Think about the kinds of workers you’re losing and what it says about your company before making any hasty judgments. You should also consider the responsibilities of employees who leave; for example, are you always replacing the same role? Does turnover just occur within a single team or department? In such case, it may not be indicative of a problem with the organization as a whole, but rather of an issue with the onboarding process for a specific position or with a single manager.

For what reasons are workers quitting?

While it’s understandable to want to avoid a separation at all costs, doing so will only make things worse. An employee who is leaving can tell you a lot about your company and your rivals, so don’t fire them before you do your research. To get feedback and understand voluntary turnover, conduct exit interviews with engaged individuals who have voluntarily left their jobs.
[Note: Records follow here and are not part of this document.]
PR #8947, opened 2021-04-09
Add link between Contrat and Tickets

AdrienClairembault:
Added a new "Contracts" tab on tickets: 
image

Added a new "Tickets" tab on contracts:
image

Added a new "Contract" field on the tickets creation form:
image

This field support hidden/predefined/mandatory values in templates: 
image

Added two new search options for tickets:
image

Added a new ticket rule criteria (contract type):
image

| Q             | A
| ------------- | ---
| Bug fix?      | no
| New feature?  | yes
| BC breaks?    | no
| Deprecations? | no
| Tests pass?   | yes
| Fixed tickets | !21598

### DIFF
--- a/front/ticketcontract.form.php
+++ b/front/ticketcontract.form.php
@@ -1,0 +1,63 @@
+<?php
+/**
+ * ---------------------------------------------------------------------
+ * GLPI - Gestionnaire Libre de Parc Informatique
+ * Copyright (C) 2015-2021 Teclib' and contributors.
+ *
+ * http://glpi-project.org
+ *
+ * based on GLPI - Gestionnaire Libre de Parc Informatique
+ * Copyright (C) 2003-2014 by the INDEPNET Development Team.
+ *
+ * ---------------------------------------------------------------------
+ *
+ * LICENSE
+ *
+ * This file is part of GLPI.
+ *
+ * GLPI is free software; you can redistribute it and/or modify
+ * it under the terms of the GNU General Public License as published by
+ * the Free Software Foundation; either version 2 of the License, or
+ * (at your option) any later version.
+ *
+ * GLPI is distributed in the hope that it will be useful,
+ * but WITHOUT ANY WARRANTY; without even the implied warranty of
+ * MERCHANTABILITY or FITNESS FOR A PARTICULAR PURPOSE.  See the
+ * GNU General Public License for more details.
+ *
+ * You should have received a copy of the GNU General Public License
+ * along with GLPI. If not, see <http://www.gnu.org/licenses/>.
+ * ---------------------------------------------------------------------
+ */
+
+include ('../inc/includes.php');
+
+Session ::checkLoginUser();
+
+$item = new TicketContract();
+
+if (isset($_POST["add"])) {
+   if (!empty($_POST['tickets_id']) && empty($_POST['contracts_id'])) {
+      $message = sprintf(
+         __('Mandatory fields are not filled. Please correct: %s'),
+         Contract::getTypeName(1)
+      );
+      Session::addMessageAfterRedirect($message, false, ERROR);
+      Html::back();
+   }
+   if (empty($_POST['tickets_id']) && !empty($_POST['contracts_id'])) {
+      $message = sprintf(
+         __('Mandatory fields are not filled. Please correct: %s'),
+         Ticket::getTypeName(1)
+      );
+      Session::addMessageAfterRedirect($message, false, ERROR);
+      Html::back();
+   }
+   $item->check(-1, CREATE, $_POST);
+   $item->add($_POST);
+
+   Html::back();
+
+}
+
+Html::displayErrorAndDie("lost");
--- a/inc/commonitilobject.class.php
+++ b/inc/commonitilobject.class.php
@@ -6323,7 +6323,12 @@ abstract class CommonITILObject extends CommonDBTM {
                                  $align_desc." width='150'");
          } else {
             echo Search::showItem($p['output_type'], $name_column, $item_num, $p['row_num'], $align_desc." width='200'");
-            $takeintoaccountdelay_column = Html::timestampToString($item->fields['takeintoaccount_delay_stat']);
+
+            $takeintoaccountdelay_column = "";
+            // Show only for tickets taken into account
+            if ($item->fields['takeintoaccount_delay_stat'] > 0) {
+               $takeintoaccountdelay_column = Html::timestampToString($item->fields['takeintoaccount_delay_stat']);
+            }
             echo Search::showItem($p['output_type'], $takeintoaccountdelay_column, $item_num, $p['row_num'], $align_desc." width='150'");
 
             $solvedelay_column = "";
--- a/inc/commonitilobject.class.php
+++ b/inc/commonitilobject.class.php
@@ -6044,6 +6044,8 @@ abstract class CommonITILObject extends CommonDBTM {
          'row_num'                => 0,
          'type_for_massiveaction' => 0,
          'id_for_massiveaction'   => 0,
+         'followups'              => false,
+         'ticket_stats'           => false,
       ];
 
       if (count($options)) {
@@ -6197,56 +6199,14 @@ abstract class CommonITILObject extends CommonDBTM {
 
          echo Search::showItem($p['output_type'], $fifth_col, $item_num, $p['row_num'], $align);
 
-         // Sixth Colum
-         // Ticket : simple link to item
-         $sixth_col  = "";
-         $is_deleted = false;
-         $item_ticket = new Item_Ticket();
-         $data = $item_ticket->find(['tickets_id' => $item->fields['id']]);
-
-         if ($item->getType() == 'Ticket') {
-            if (!empty($data)) {
-               foreach ($data as $val) {
-                  if (!empty($val["itemtype"]) && ($val["items_id"] > 0)) {
-                     if ($object = getItemForItemtype($val["itemtype"])) {
-                        if ($object->getFromDB($val["items_id"])) {
-                           $is_deleted = $object->isDeleted();
-
-                           $sixth_col .= $object->getTypeName();
-                           $sixth_col .= " - <span class='b'>";
-                           if ($item->canView()) {
-                              $sixth_col .= $object->getLink();
-                           } else {
-                              $sixth_col .= $object->getNameID();
-                           }
-                           $sixth_col .= "</span><br>";
-                        }
-                     }
-                  }
-               }
-            } else {
-               $sixth_col = __('General');
-            }
-
-            echo Search::showItem($p['output_type'], $sixth_col, $item_num, $p['row_num'], ($is_deleted ? " class='center deleted' " : $align));
-         }
-
-         // Seventh column
-         echo Search::showItem($p['output_type'],
-                               "<span class='b'>".
-                                 Dropdown::getDropdownName('glpi_itilcategories',
-                                                           $item->fields["itilcategories_id"]).
-                               "</span>",
-                               $item_num, $p['row_num'], $align);
-
          // Eigth column
-         $eigth_column = "<span class='b'>".$item->getName()."</span>&nbsp;";
+         $name_column = "<span class='b'>".$item->getName()."</span>&nbsp;";
 
          // Add link
          if ($item->canViewItem()) {
-            $eigth_column  = sprintf(
+            $name_column  = sprintf(
                __('%1$s (%2$s)'),
-               "<a id='".$item->getType().$item->fields["id"]."$rand' href=\"".$item->getLinkURL()."\">$eigth_column</a>",
+               "<a id='".$item->getType().$item->fields["id"]."$rand' href=\"".$item->getLinkURL()."\">$name_column</a>",
                sprintf(
                   __('%1$s - %2$s'),
                   $item->numberOfFollowups($showprivate),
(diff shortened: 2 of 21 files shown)


inc/commonitilobject.class.php
```diff
@@ -6263,66 +6222,126 @@ static function showShort($id, $options = []) {
...
-                                    Html::showToolTip($planned_infos,
-                                                      ['display' => false,
-                                                            'applyto' => $item->getType().
-                                                                           $item->fields["id"].
-                                                                           "planning".$rand]));
+            echo Search::showItem($p['output_type'], $tenth_column, $item_num, $p['row_num'],
+                                 $align_desc." width='150'");
+         } else {
+            echo Search::showItem($p['output_type'], $name_column, $item_num, $p['row_num'], $align_desc." width='200'");
+            $takeintoaccountdelay_column = Html::timestampToString($item->fields['takeintoaccount_delay_stat']);
```
cedric-anne, line 6332: It may happen that this value is not yet set, it should be handled.

inc/commonitilobject.class.php
```diff
@@ -6263,66 +6222,126 @@ static function showShort($id, $options = []) {
...
+            echo Search::showItem($p['output_type'], $takeintoaccountdelay_column, $item_num, $p['row_num'], $align_desc." width='150'");
+
+            $solvedelay_column = "";
+            // Show only for solved tickets
+            if ($item->fields['solve_delay_stat'] > 0) {
+               $solvedelay_column = Html::timestampToString($item->fields['solve_delay_stat']);
+            }
+            echo Search::showItem($p['output_type'], $solvedelay_column, $item_num, $p['row_num'], $align_desc." width='150'");
+
+            $waiting_duration_column = Html::timestampToString($item->fields['waiting_duration']);
```
cedric-anne, line 6342: It may happen that this value is not yet set, it should be handled.

inc/commonitilobject.class.php
```diff
@@ -6356,12 +6380,20 @@ static function commonListHeader($output_type = Search::HTML_OUTPUT, $mass_id =
...
+         }
+         $items[__('Category')]           = "glpi_itilcategories.completename";
+         $items[__('Title')]              = "name";
+         $items[__('Planification')]      = "glpi_tickettasks.begin";
+      } else {
+         $items[__('Title')]             = "name";
+         $items[__('Take into account')] = "takeintoaccount_delay_stat";
+         $items[__('Resolution')]        = "solve_delay_stat";
+         $items[__('Pending')]           = "waiting_duration";
       }
```
cedric-anne, line 6396: It is really hard to read/understand the code that produce the list and its headers, and I guess it will be hard to maintain it.
Maybe `$ticket_stats` value should only act on corresponding columns display.

inc/dropdown.class.php
```diff
@@ -2258,7 +2258,6 @@ public static function getDropdownValue($post, $json = true) {
       if (!isset($post['emptylabel']) || ($post['emptylabel'] == '')) {
          $post['emptylabel'] = Dropdown::EMPTY_VALUE;
       }
-
```
cedric-anne, line 2261: Should be reverted.

inc/ticketcontract.class.php
```diff
@@ -0,0 +1,192 @@
...
+
+   public static $itemtype_1 = 'Ticket';
+   public static $items_id_1 = 'tickets_id';
+
+   public static $itemtype_2 = 'Contract';
+   public static $items_id_2 = 'contracts_id';
+   public static $checkItem_2_Rights = self::HAVE_VIEW_RIGHT_ON_ITEM;
+
+   public static function getTypeName($nb = 0) {
+      return _n('fsefesfsfe', 'fsefsefsef', $nb);
```
cedric-anne, line 47: `fsefesfsfe` ? :)

inc/ticketcontract.class.php
```diff
@@ -0,0 +1,192 @@
...
+ * You should have received a copy of the GNU General Public License
+ * along with GLPI. If not, see <http://www.gnu.org/licenses/>.
+ * ---------------------------------------------------------------------
+ */
+
+if (!defined('GLPI_ROOT')) {
+   die("Sorry. You can't access this file directly");
+}
+
+class TicketContract extends CommonItilObject_Item {
```
cedric-anne, line 37: Is it necessary to extends `CommonItilObject_Item` instead of `CommonDBRelation``?

cedric-anne, line 37: Class should be named `Ticket_Contract` to follow GLPI conventions.

inc/ticketcontract.class.php
```diff
@@ -0,0 +1,192 @@
...
+         if ($_SESSION['glpishow_count_on_tabs']) {
+            $nb = count(self::getItemsForItem($item));
+         }
+         return self::createTabEntry(Ticket::getTypeName(Session::getPluralNumber()), $nb);
+      } else {
+         return '';
+      }
+   }
+
+   public static function getItemsForItem(CommonDBTM $item) {
```
cedric-anne, line 68: I guess existing `getListForItem` could be used.

install/migrations/update_9.5.x_to_10.0.0/ticketcontract.php
```diff
@@ -0,0 +1,56 @@
...
+$default_collation = DBConnection::getDefaultCollation();
+
+if (!$DB->tableExists('glpi_ticketcontracts')) {
+   $query = "CREATE TABLE `glpi_ticketcontracts` (
+      `id` int NOT NULL AUTO_INCREMENT,
+      `tickets_id` int NOT NULL DEFAULT '0',
+      `contracts_id` int NOT NULL DEFAULT '0',
+      PRIMARY KEY (`id`),
+      UNIQUE KEY `unicity` (`tickets_id`,`contracts_id`),
+      -- KEY `tickets_id` (`tickets_id`),
```
cedric-anne, line 52:
```suggestion
```

install/mysql/glpi-empty.sql
```diff
@@ -8701,4 +8701,15 @@ CREATE TABLE `glpi_manuallinks` (
...
 ) ENGINE=InnoDB DEFAULT CHARSET=utf8mb4 COLLATE=utf8mb4_unicode_ci ROW_FORMAT=DYNAMIC;
 
+DROP TABLE IF EXISTS `glpi_ticketcontracts`;
+CREATE TABLE `glpi_ticketcontracts` (
+  `id` int NOT NULL AUTO_INCREMENT,
+  `tickets_id` int NOT NULL DEFAULT '0',
+  `contracts_id` int NOT NULL DEFAULT '0',
+  PRIMARY KEY (`id`),
+  UNIQUE KEY `unicity` (`tickets_id`,`contracts_id`),
+  -- KEY `tickets_id` (`tickets_id`),
```
cedric-anne, line 8711:
```suggestion
```

tests/functionnal/MassiveAction.php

Several workers may have felt that they hit a career ceiling or had major issues with their direct supervisors. Asking departing workers directly is the only surefire approach to learn their true motivations for leaving. After you do, you must act on the knowledge to prevent more turnover; what annoys one person may annoy their replacement, which might start a downward spiral of employee turnover. To complement your employee feedback process, do both exit interviews and stay interviews.

Conclusion

One of the most crucial KPIs for human resources and recruiting to monitor is turnover rate. Collect data on employee turnover at regular intervals across all departments to establish your own internal criteria. It is also important to monitor management turnover at various levels. When you have this data at your disposal, you can make informed decisions about how to improve your business and make it an attractive place to work for both current and future workers.